*** SUPPLIED DATA Section Begins ***

PR #73, opened 2025-07-09
[Type] Add ndarray struct

hughperkins:
Issue: #

### Brief Summary

copilot:summary

### Walkthrough

copilot:walkthrough


tests/python/test_ndarray_struct.py
```diff
@@ -0,0 +1,139 @@
...
+    e = ti.ndarray(ti.i32, shape=(227,))
+
+    @dataclass
+    class MyStruct:
+        a: ti.types.NDArray[ti.i32, 1]
+        b: ti.types.NDArray[ti.i32, 1]
+        c: ti.types.NDArray[ti.i32, 1]
+
+    @ti.func
+    def s2(z3: ti.types.NDArray[ti.i32, 1], my_struct3: MyStruct, bar3: ti.types.NDArray[ti.i32, 1]) -> None:
```
YilingQiao: Does it work only for level 2, or for any level recursively?

hughperkins: I've only tested what you see, but I *expect* it to work indefinitely.

python/taichi/lang/ast/ast_transformer.py
```diff
@@ -555,6 +556,31 @@ def canonicalize_formatted_string(raw_string: str, *raw_args: list, **raw_keywor
         args.insert(0, re.sub(r"{.*?}", "{}", raw_string))
         return args
 
+    @staticmethod
+    def expand_node_args_dataclasses(args: tuple[ast.AST]) -> tuple[ast.AST]:
```
duburcqa: Without signature: `def expand_node_args_dataclasses(args: tuple[ast.AST, ...]) -> tuple[ast.AST, ...]:`

python/taichi/lang/ast/ast_transformer.py
```diff
@@ -555,6 +556,31 @@ def canonicalize_formatted_string(raw_string: str, *raw_args: list, **raw_keywor
...
+        args_new = []
+        for i, arg in enumerate(args):
```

*** SUPPLIED DATA Section Ends ***

> **TASK STATEMENT**: Among the entries above, how many lines include the word "work"? Give the number with no comment.

> **YOUR RESPONSE**: 2